Hi everyone! I’m using gpt4o model for the task of video understanding. From video I take a frame per second and send it to the model. Here is my simplified code:
import cv2
import base64
def process_videos(video_paths, seconds_per_frame=1):
all_base64Frames = []
for video_path in video_paths:
base64Frames = []
video = cv2.VideoCapture(video_path)
total_frames = int(video.get(cv2.CAP_PROP_FRAME_COUNT))
fps = video.get(cv2.CAP_PROP_FPS)
frames_to_skip = int(fps * seconds_per_frame)
curr_frame = 0
while curr_frame < total_frames - 1:
video.set(cv2.CAP_PROP_POS_FRAMES, curr_frame)
success, frame = video.read()
if not success:
break
_, buffer = cv2.imencode(".jpg", frame)
base64Frames.append(base64.b64encode(buffer).decode("utf-8"))
curr_frame += frames_to_skip
video.release()
all_base64Frames.extend(base64Frames)
return all_base64Frames
def get_markdown_content(client, base64Frames, question, model, prompt):
messages = [
{
"role": "system",
"content": prompt,
},
{
"role": "user",
"content": [
{"type": "text", "text": "These are frames from multiple videos.
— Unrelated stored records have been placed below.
PR #604, opened 2024-07-24
ci: Finish migration to Github Actions

FranzBusch:
# Motivation

I made more progress on the reusable workflows in NIO so it's even easier to adopt them.

# Modification

This PR fixes up the renamed workflow references and adds unit tests and cxx-interop checks.

# Result

Green GH actions CI


FranzBusch:
@simonjbeaumont @czechboy0 Would appreciate some eyes on the failing format check

czechboy0:
> @simonjbeaumont @czechboy0 Would appreciate some eyes on the failing format check

I suspect you want to add `Tests/OpenAPIGeneratorReferenceTests/Resources/ReferenceSources` to the ignore list for swift-format.

czechboy0:
See here: https://github.com/apple/swift-openapi-generator/blob/99859083e53912612b56b4b8713a971c20dab3ef/scripts/run-swift-format.sh#L34

czechboy0:
@FranzBusch It's still failing, seems the `Generated` entry isn't working, it's meant to match the word `Generated` anywhere in the path. The affected paths here are e.g. `Examples/manual-generation-generator-cli-example/Sources/ManualGeneratorInvocationClient/Generated/Client.swift`

czechboy0:
Ok, soundness is failing now:
```
** ERROR: Unsupported file extension for file (exclude or update this script): .swiftformatignore
```

I think it just requires you to add `.swiftformatignore` to the ignore list in `scripts/check-license-headers.sh`

FranzBusch:
@czechboy0 @simonjbeaumont This passes the format check now. Please take a look at the changes. I also added the integration tests and example tests here. Once we have this merged the only thing that is missing is
- Turning on the license check and turning off the old CI
- Adding the compatibility test

simonjbeaumont:
@FranzBusch noticed this got reopened. Should I assume it's still a WIP for now and wait for a ping from you to review?

FranzBusch:
@simonjbeaumont @czechboy0 This PR is ready to review. The CI is all passing. I only had to skip the unacceptable language mode check and the shell check steps. I leave this up to you to re-enable them. The language mode depends on the old soundness CI to remove the text file with the words and the shell check depends on fixing up a few scripts. I would also encourage you to look into the examples CI and if you can reduce build times by using the same build dirs. You are currently rebuilding the same dependencies multiple times.

FranzBusch:
The compatibility test is also missing but similarly to the above could you please set that up in a follow up. It would be a good exercise to see if the reusable workflows give you want you need.

.github/workflows/pull_request.yml
```diff
@@ -1,12 +1,50 @@
...
+            linux_5_9_arguments_override: "--explicit-target-dependency-import-check error"
+            linux_5_10_arguments_override: "--explicit-target-dependency-import-check error"
+            linux_nightly_6_0_arguments_override: "--explicit-target-dependency-import-check error"
+            linux_nightly_main_arguments_override: "--explicit-target-dependency-import-check error"
+
+    cxx-interop:
+        name: Cxx interop
+        uses: apple/swift-nio/.github/workflows/cxx_interop.yml@main
+        with:
+            linux_5_8_enabled: false
```
simonjbeaumont, line 30: This wasn't something we had before. Do we want it in all projects?

.github/workflows/pull_request.yml
```diff
@@ -1,12 +1,50 @@
...
+            matrix_linux_5_8_enabled: false
+            matrix_linux_command: "apt-get update -y -q && apt-get install -y -q jq && ./scripts/run-integration-test.sh"
+
+    example-tests:
+        name: Example Tests
+        uses: apple/swift-nio/.github/workflows/swift_matrix.yml@main
+        with:
+            name: "Example tests"
+            matrix_linux_5_8_enabled: false
+            matrix_linux_command: "./scripts/test-examples.sh"
```
simonjbeaumont, line 46: Starting a thread here to discuss your comment you made at the PR level about the example tests.

The script already uses a shared directory for cache and scratch, which, to be fair, opens it up to not catching a missing dependency in an example that is run later than an earlier one that had it.

You'd be surprised just how long it took if we _didn't_ do the current level of sharing :)

.github/workflows/pull_request.yml
```diff
@@ -1,12 +1,50 @@
...
+
+    swift-6-language-mode:
+        name: Swift 6 Language Mode
+        uses: apple/swift-nio/.github/workflows/swift_6_language_mode.yml@main
```
simonjbeaumont, line 50: We've made no effort to switch to Swift 6 language mode in this project _yet(!)_. Can we have this one be marked as skipped for now?

.github/workflows/pull_request.yml
```diff
@@ -1,12 +1,50 @@
...
-    with:
-      benchmarks_linux_enabled: false
\ No newline at end of file
+    soundness:
+        name: Soundness
+        uses: apple/swift-nio/.github/workflows/soundness.yml@main
+        with:
+            license_header_check_project_name: "SwiftOpenAPIGenerator"
+            unacceptable_language_check_enabled: false
+            shell_check_enabled: false
```
simonjbeaumont, line 14: I think it's fair to leave the `unacceptable_language_check` pipeline disabled because we need to do a hot-swap with the other pipeline.

But for the shellcheck pipeline, what's the issue. I ask because this project already _has_ a shellcheck pipeline, which is passing. So why can't this one be passing?

simonjbeaumont (commented):
Thanks for all the work here @FranzBusch! Left some comments.

.github/workflows/pull_request.yml
FranzBusch: This is only needed for projects that do not `yet` support the last three versions. In fact with the Swift 6 release this will go away and OpenAPI will also support the last 3 versions.

.github/workflows/pull_request.yml
FranzBusch: Interesting. Just from looking at the logs it does seem to be building the same things multiple times but I trust you on this.

.github/workflows/pull_request.yml
FranzBusch: This is up to you but I would encourage you to add it as a non-required workflow. We have the same in NIO for two reasons:
1. Remind us that we have work to do here
2. Make sure that we at least exercise building with Swift 6 language mode

.github/workflows/pull_request.yml
FranzBusch: When it was active there were a few shell check issues that it caught. Do you know why there would be different warnings caught?

```
In scripts/check-license-headers.sh line 90:
    swift) EXPECTED_FILE_HEADER=$(sed -e 's|@@|//|g' <<<"${EXPECTED_FILE_HEADER_TEMPLATE}") ;;
                                  ^-- SC2001 (style): See if you can use ${variable//search/replace} instead.


In scripts/check-license-headers.sh line 91:
    yml) EXPECTED_FILE_HEADER=$(sed -e 's|@@|##|g' <<<"${EXPECTED_FILE_HEADER_TEMPLATE}") ;;
                                ^-- SC2001 (style): See if you can use ${variable//search/replace} instead.


In scripts/check-license-headers.sh line 92:
    sh) EXPECTED_FILE_HEADER=$(cat <(echo '#!/bin/bash') <(sed -e 's|@@|##|g' <<<"${EXPECTED_FILE_HEADER_TEMPLATE}")) ;;
                                                           ^-- SC2001 (style): See if you can use ${variable//search/replace} instead.
```

.github/workflows/pull_request.yml
simonjbeaumont: Sorry, the question wasn't about disabling 5.8, it was about whether we needed a C++ interop pipeline in all projects.

FranzBusch: I feel like it is worth having right now since it adds very little overhead. We can always remove it in the future

simonjbeaumont: I don't think it really makes sense for this project, which is mainly a dev-tool.

FranzBusch:
@simonjbeaumont Gentle ping. I think we can merge this. It should replicate everything that Jenkins is currently providing.

simonjbeaumont:
I'll take this, this week. Sorry for letting it linger.

.github/workflows/pull_request.yml
```diff
@@ -1,12 +1,68 @@
...
+              SWIFT_OPENAPI_COMPATIBILITY_TEST_ENABLE: "true"
+              SWIFT_OPENAPI_COMPATIBILITY_TEST_SKIP_BUILD: "true"
+              SWIFT_OPENAPI_COMPATIBILITY_TEST_FILTER: OpenAPIGeneratorReferenceTests.CompatibilityTest
+              SWIFT_OPENAPI_COMPATIBILITY_TEST_PARALLEL_CODEGEN: "true"
+              SWIFT_OPENAPI_COMPATIBILITY_TEST_NUM_BUILD_JOBS: 1
+            run: swift test --filter ${SWIFT_OPENAPI_COMPATIBILITY_TEST_FILTER}
+
+    example-packages:
+        name: Example packages
+        uses: apple/swift-nio/.github/workflows/swift_matrix.yml@main
```
simonjbeaumont, line 60: @czechboy0 @FranzBusch do you think we need to do this for all the Swift versions?

simonjbeaumont (commented):
@FranzBusch this is now at a state where I'm happy with it.

I realise this was initially your PR, but could you take a look.

@czechboy0 once @FranzBusch and I are aligned. I think you should give it a look too :)

.github/workflows/pull_request.yml
simonjbeaumont: It's also still my opinion that we should axe this until we're ready to tackle it. We have a bunch of contributors filing PRs and I don't really want them put off. WDYT, @czechboy0 ?

czechboy0: Since supporting both language modes in the same codebase is unlikely to be worth our time, I think we should only care about supporting Swift 6 compiler + Swift 5 language mode + all the "strict" flags.

I do not think we should actually care about Swift 6 language mode until we can switch our `tools-version` to >=6.0.

.github/workflows/pull_request.yml
simonjbeaumont: Ok. Maybe not on the nightly though? That one takes the most time and significant slow down on getting a green PR.

czechboy0: You mean that we'd only run this on the nightly? Sure, we don't have to run it on PRs.

simonjbeaumont: No, I meant we could run it for all Swift versions except the nightly.

.github/workflows/pull_request.yml
simonjbeaumont: I've left this in the YAML but disabled it for now.

.github/workflows/pull_request.yml
simonjbeaumont: I've changed the matrix jobs to run without the nightly Swift version for pull requests and added a scheduled job that includes the nightly Swift version.

czechboy0 (approved):

simonjbeaumont (approved):

simonjbeaumont:
@FranzBusch I'm happy with this now and so is Honza. Can you do a final pass with your Github Actions hat on and then hit merge? :)

.github/workflows/pull_request.yml
```diff
@@ -1,12 +1,71 @@
...
+            shell_check_enabled: true
+            unacceptable_language_check_enabled: true
+
+    unit-tests:
+        name: Unit tests
+        uses: apple/swift-nio/.github/workflows/unit_tests.yml@main
+        with:
+            linux_5_8_enabled: false
+            linux_5_9_arguments_override: "--explicit-target-dependency-import-check error"
+            linux_5_10_arguments_override: "--explicit-target-dependency-import-check error"
```
FranzBusch, line 27: Should we track enabling warnings as errors for those pipelines at some point?

.github/workflows/pull_request.yml
```diff
@@ -1,12 +1,71 @@
...
+        uses: apple/swift-nio/.github/workflows/soundness.yml@main
+        with:
+            api_breakage_check_enabled: true
+            broken_symlink_check_enabled: true
+            docs_check_enabled: true
+            format_check_enabled: true
+            license_header_check_enabled: true
+            license_header_check_project_name: "SwiftOpenAPIGenerator"
+            shell_check_enabled: true
+            unacceptable_language_check_enabled: true
```
FranzBusch, line 19: Why are we enabling them explicitly? The default is `true`

.github/workflows/pull_request.yml
```diff
@@ -1,12 +1,71 @@
...
+            linux_nightly_main_enabled: false
+
+    integration-test:
+        name: Integration test
+        uses: apple/swift-nio/.github/workflows/swift_matrix.yml@main
+        with:
+            name: "Integration test"
+            matrix_linux_command: "apt-get update -yq && apt-get install -yq jq && ./scripts/run-integration-test.sh"
+            matrix_linux_5_8_enabled: false
+            matrix_linux_nightly_main_enabled: false
```
FranzBusch, line 38: Why not run them on the nightly main?

.github/workflows/pull_request.yml
```diff
@@ -1,12 +1,71 @@
...
+            run: swift test --filter ${SWIFT_OPENAPI_COMPATIBILITY_TEST_FILTER}
+
+    example-packages:
+        name: Example packages
+        uses: apple/swift-nio/.github/workflows/swift_matrix.yml@main
+        with:
+            name: "Example packages"
+            matrix_linux_command: "./scripts/test-examples.sh"
+            matrix_linux_5_8_enabled: false
+            matrix_linux_nightly_main_enabled: false
```
FranzBusch, line 66: Same here. Why not nightly?

docker/docker-compose.yaml
```diff
@@ -26,25 +26,25 @@ services:
```
FranzBusch, line 26: Do you intend to keep the docker files around?

.github/workflows/pull_request.yml
simonjbeaumont: Because it's more visible. The fact that some are default to true and some to false is confusing IMO. I like to be able to see what tests we're running in the YAML.

.github/workflows/pull_request.yml
simonjbeaumont: More than happy to. But that's over-and-above what we currently had in this project. We can track it separately.

.github/workflows/pull_request.yml
simonjbeaumont: Because it's materially slower and not blocking a PR. Note that this PR does use the nightly Swift versions in the scheduled workflow so we'll still be alerted. I'd really like to only have PR pipelines that are gating PR merges, especially when we have external contributors.

.github/workflows/pull_request.yml
simonjbeaumont: Answered above.

docker/docker-compose.yaml
simonjbeaumont: I hadn't actually considered removing them altogether but I guess the only downside to doing so is that the existing CI will immediately fail because it can't find them. Maybe that's fine since we want it turned off anyway.

@czechboy0 any objections to me just deleting all the docker-based CI files?

.github/workflows/pull_request.yml
FranzBusch: I am fine with explicitly stating but just to be clear no check is defaulting to `false`.

.github/workflows/pull_request.yml
FranzBusch: I am surprised. Nightly main is slower than nightly 6.0? If so we should report that since this hints at a compiler speed regression.

FranzBusch:
I can't approve since I am the author but LGTM!

docker/docker-compose.yaml
czechboy0: No, let's get us moved over fully.

.github/workflows/pull_request.yml
simonjbeaumont: No no. It's slower because it's far less likely to have the image available.

What's really annoying (but I realise a Github Action limitation) is that this will still do a bunch of the warmup anyway because the `if: false` is only at the step-level.

I have some ideas on how we can make that better though, if you're open to them.

docker/docker-compose.yaml
FranzBusch: You can turn off the web hooks yourself in the repo settings.

.github/workflows/pull_request.yml
simonjbeaumont: OK, my mistake. Thanks for confirming :)

.github/workflows/pull_request.yml
FranzBusch: I have some ideas here as well. We could dynamically generate the matrix instead of having it hard coded like now.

Each frame has a timestamp in the top right corner."},
*[
{
"type": "image_url",
"image_url": {
"url": f"data:image/jpg;base64,{x}",
"detail": "low",
},
}
for x in base64Frames
],
f"Analyze the scenes in all videos and answer the question: {question}. ",
],
},
]
response = client.chat.completions.create(
model=model,
messages=messages,
temperature=0,
)
markdown_content = response.choices[0].message.content
prompt_tokens = response.usage.prompt_tokens
return markdown_content, prompt_tokens
if __name__ == "__main__":
from openai import OpenAI
video_path = ["/Users/anvarganiev/Downloads/test_video_1.mp4"]
question = "describe the video"
prompt = "You are generating a video summary. The video frames contain a timestamp in the top right corner. Please extract this timestamp from the frames and include it in your description. Use the timestamp to structure your answer to the given question. Respond in Markdown format."
tokens = dict(
OPENAI_TOKEN="***",
OPENAI_ORG="org-***",
OPENAI_PROJECT="***",
OPENAI_MODEL="gpt-4o"
)
client = OpenAI(
api_key=tokens["OPENAI_TOKEN"],
organization=tokens["OPENAI_ORG"],
project=tokens["OPENAI_PROJECT"],
)
base64Frames = process_videos(video_path)
markdown_content, prompt_tokens = get_markdown_content(
client, base64Frames, question, tokens['OPENAI_MODEL'], prompt
)
print("Markdown Content:")
print(markdown_content)
print(f"Prompt Tokens Used: {prompt_tokens}")
I use detailed : low parameter and as far as I understand from the documentation
- Regardless of input size, low detail images are a fixed cost.
And it is 85 token for the image.
When I’m sending 11 second video there is no any problem (the video shape is 848 × 624). Output is good and “Prompt Tokens Used: 1062”.
But when I send 62 second video (shape is 1280x720) it throws a token rate limit error: Limit 30000, Requested 49838.
I cannot understand why. Even if there are 6-7 times more frames, then it maximum should be 10k tokens, a not 50k. Please explain what am I doing wrong.